Case ID: ga-app_279/html/0413-01.html
Source: Caselaw Access Project
Author: {"author": "Miller, Judge.", "license": "Public Domain", "url": "https://static.case.law/"}
Date Created: 2024-08-24T03:29:51.129683

A06A0210.
    CONNELL v. THE STATE.
    (631 SE2d 456)
   Miller, Judge.

Following a bench trial, Johnny Pate Connell was convicted of possession of cocaine and possession of an open container of alcohol in a motor vehicle. On appeal, he contends that the trial court erred in denying his motion to suppress a statement that he made to police at a traffic stop. We discern no error and affirm.

Where, as here, the evidence at a hearing on a motion to suppress is uncontroverted and no question of credibility is presented, we review the trial court’s application of the law to undisputed facts de novo. Vansant v. State, 264 Ga. 319, 320 (1) (443 SE2d 474) (1994). This Court’s responsibility in reviewing the trial court’s decision on the motion to suppress is to ensure that there was a substantial basis for the trial court’s decision. State v. McFarland, 201 Ga. App. 495 (411 SE2d 314) (1991).

The record reveals that a Mitchell County police officer received information from a confidential informant that Connell would be traveling south on Gravel Hill Road in a bluish green sedan with marijuana and crack cocaine in his possession. The informant also told the officer that Connell would turn onto Moore Hill Road. The officer drove to the intersection of Gravel Hill and Moore Hill, where he saw Connell, in a bluish green sedan, turn onto Moore Hill from Gravel Hill. The officer also saw Connell take a drink from a 40-ounce beer as Connell drove past him.

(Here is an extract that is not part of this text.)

Issue #26576, opened 2026-08-12
refactor(api): start template analysis after browser page commit


bingjiez666:
Part of #21350. Depends on #26571.

Replace the merged sandbox-rendering lifecycle from #26301 with a browser-rendered ingestion handoff. The API must not start the template-analysis run until the original PPTX and every browser-rendered page PNG have been uploaded and verified.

The officer pursued Connell and pulled him over. He asked Connell to step out of the vehicle, and informed Connell that he had seen him drinking beer in the car. The officer further informed Connell about the information that he had received from the confidential informant, and asked Connell if there were any drugs in the car. Connell said that there were not. Upon searching the vehicle, however, the officer found drug paraphernalia used for smoking marijuana and found a piece of crack cocaine. The officer stated to Connell, “I guess this is not yours,” but Connell replied that it was. Connell apparently concedes that this search was consensual, as he does not challenge the search on appeal.

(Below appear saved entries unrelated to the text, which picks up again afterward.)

PR #29796, opened 2026-08-27
test(runner): eliminate dns port retry race

### LINKED ISSUE #29786: test(runner): eliminate residual DNS port retry race
## Background

Issue #11372 and PR #11381 fixed an earlier flake in `find_available_port_retries_when_udp_candidate_is_in_use` by finding candidate ports where both TCP and UDP could initially bind.

The test still failed in the Rust coverage job for PR #29784:

https://github.com/vm0-ai/vm0/actions/runs/33043810217/job/98423212858

```text
thread 'dns::port::tests::find_available_port_retries_when_udp_candidate_is_in_use' panicked at runner/src/dns/port.rs:124:75:
called `Result::unwrap()` on an `Err` value: Os { code: 98, kind: AddrInUse, message: "Address already in use" }
```

## Problem

The current test creates a free TCP/UDP pair, records the TCP port, drops the UDP probe, and then calls `find_available_port_from`. Dropping the UDP socket before the function binds its replacement creates a release-and-rebind window. On a shared or highly concurrent test host, another process can claim that UDP port, so the supposedly free second candidate also returns `AddrInUse`.

This is separate from the cross-protocol assumption fixed by #11372: both protocols were verified initially, but the UDP reservation is not preserved across the handoff.

The failure was observed during the full coverage suite. A short targeted run may not reproduce it without concurrent port churn.

## Expected behavior

The retry test should deterministically exercise one UDP-busy candidate followed by one successful candidate without relying on an operating-system port remaining free after its reservation is dropped.

## Acceptance criteria

- `find_available_port_retries_when_udp_candidate_is_in_use` has no release-and-rebind race for its successful candidate.
- The test still verifies that an `AddrInUse` UDP result skips the first TCP candidate and selects the next candidate.
- The test passes repeatedly under concurrent local port allocation.
- The affected runner test suite passes.

## Relevant files

- `crates/runner/src/dns/port.rs`

## Related work

- #11372
- #11381
- PR #29784 only exposed this unrelated flake; the DNS fix should not be added to that process-stream PR.

seven332:
## Summary

- make the private DNS reservation loop accept its UDP bind boundary
- keep the successful test candidate's UDP socket reserved and transfer it into the result
- preserve a real `AddrInUse` bind for the first candidate while removing the release-and-rebind race

## Scope

This changes only the private runner DNS port reservation helper and its inline regression test. It does not change the public API, production retry policy, bind address, DNS startup flow, protocols, persistence, configuration, or deployment behavior.

Closes #29786

## Validation

- `cargo test -p runner --bin runner dns::port::tests::find_available_port_retries_when_udp_candidate_is_in_use -- --exact`
- focused regression test repeated sequentially 25 times
- `cargo test -p runner --bin runner dns::port::tests`
- `cargo test -p runner` (3346 passed, 24 ignored)
- `git diff --check`
- repository pre-commit hooks (Cargo fmt, workspace docs, workspace Clippy, file size, commitlint)

### DIFF
--- a/crates/runner/src/dns/port.rs
+++ b/crates/runner/src/dns/port.rs
@@ -38,26 +38,25 @@ impl ReservedTcpPort {
 pub(crate) fn reserve_port() -> std::io::Result<DnsPortReservation> {
     const MAX_PORT_PROBE_ATTEMPTS: usize = 64;
 
-    reserve_port_from((0..MAX_PORT_PROBE_ATTEMPTS).map(|_| ReservedTcpPort::bind(0)))
+    reserve_port_from(
+        (0..MAX_PORT_PROBE_ATTEMPTS).map(|_| ReservedTcpPort::bind(0)),
+        |port| std::net::UdpSocket::bind(("0.0.0.0", port)),
+    )
 }
 
-#[cfg(test)]
-fn find_available_port_from<I>(tcp_candidates: I) -> std::io::Result<u16>
+fn reserve_port_from<I, F>(
+    tcp_candidates: I,
+    mut bind_udp: F,
+) -> std::io::Result<DnsPortReservation>
 where
     I: IntoIterator<Item = std::io::Result<ReservedTcpPort>>,
-{
-    Ok(reserve_port_from(tcp_candidates)?.port())
-}
-
-fn reserve_port_from<I>(tcp_candidates: I) -> std::io::Result<DnsPortReservation>
-where
-    I: IntoIterator<Item = std::io::Result<ReservedTcpPort>>,
+    F: FnMut(u16) -> std::io::Result<std::net::UdpSocket>,
 {
     let mut last_addr_in_use = None;
     for tcp in tcp_candidates {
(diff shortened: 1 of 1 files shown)


seven332:
## Code Review: PR #29796

**Reviewed head:** `1cd3437c370be41d93160bb093af1e7700eb4c61`

### Summary

The private UDP bind seam removes the successful candidate's release-and-rebind window while preserving production bind behavior, retry classification, and socket ownership. The regression test retains real TCP/UDP sockets, observes a real first-candidate `AddrInUse`, and transfers the still-bound successful UDP socket into the reservation.

### Findings

No P0, P1, or P2 findings.

### Testing

Local validation passed: formatting, focused test plus 25 sequential repetitions, DNS port tests, full runner suite (`3346 passed; 24 ignored`), runner Clippy with all targets/features and warnings denied, runner docs, diff hygiene, and repository pre-commit hooks. GitHub Actions CI remains independently verified by the workflow check stage.

### Verdict

LGTM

Connell argues that the trial court should have suppressed the statement that he made to police indicating that the crack in the car was his, because the police officer questioned him without first giving him a Miranda warning. We disagree. (Citations and punctuation omitted.) McConville v. State, 228 Ga. App. 463, 465 (1) (491 SE2d 900) (1997).

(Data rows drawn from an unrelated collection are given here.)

PR #29863, opened 2026-08-27
fix(runner): await multipart upload cancellation

### LINKED ISSUE #29836: fix(runner): wait for multipart upload cancellation before abort
## Problem and evidence

`crates/runner/src/r2_cache/multipart.rs` schedules bounded concurrent `upload_part` tasks in a Tokio `JoinSet`. On the first upload error or task join error, `upload_parts_streaming_with` currently returns immediately through `?` and relies on dropping the `JoinSet`.

Tokio 1.53.1 aborts remaining tasks when a `JoinSet` is dropped, but it does not wait for those tasks to finish shutting down. Tokio provides `JoinSet::shutdown()` specifically to abort all tasks and join them until the set is empty. The caller starts the best-effort R2 multipart abort as soon as the scheduler returns, so a sibling `upload_part` future can still be shutting down while the multipart session is aborted.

For the proscriptions of Miranda v. Arizona, 384 U. S. 436 (86 SC 1602, 16 LE2d 694) [(1966)] to apply, a person must be taken into custody or otherwise deprived of his freedom of action in some significant way. In determining whether an individual was in custody, a court must examine all of the circumstances surrounding the interrogation, but the ultimate inquiry is simply whether there was a formal arrest or restraint on freedom of movement of the degree associated with a formal arrest. Since it is undisputed that defendant in the case sub judice had not been formally arrested at the time he responded to [the officer’s] statement, the proper inquiry becomes whether he had been restrained to the degree associated with a formal arrest, not whether the police had probable cause to arrest.

Decided May 16, 2006.

Richard Parker, for appellant.

Joseph K. Mulholland, District Attorney, Samuel M. Olmstead, Assistant District Attorney, for appellee.

Connell was not in custody simply from being pulled over and temporarily detained. See, e.g., Arce v. State, 245 Ga. App. 466, 467 (538 SE2d 128) (2000). Indeed, the officer did nothing to restrain Connell’s movement during his investigation or otherwise indicate to Connell that he was under arrest. Even though the officer already had probable cause to arrest Connell at the time that he pulled him over, this does not mean that Connell was under arrest at the time the officer asked him about the drugs in the car. See id. Since Connell was not in custody at the time that the officer pulled him over, there was no need for the officer to give him a Miranda warning prior to asking him about the drugs.

As a result, the trial court properly denied Connell’s motion to suppress.

Judgment affirmed.

Johnson, P. J., and Ellington, J., concur.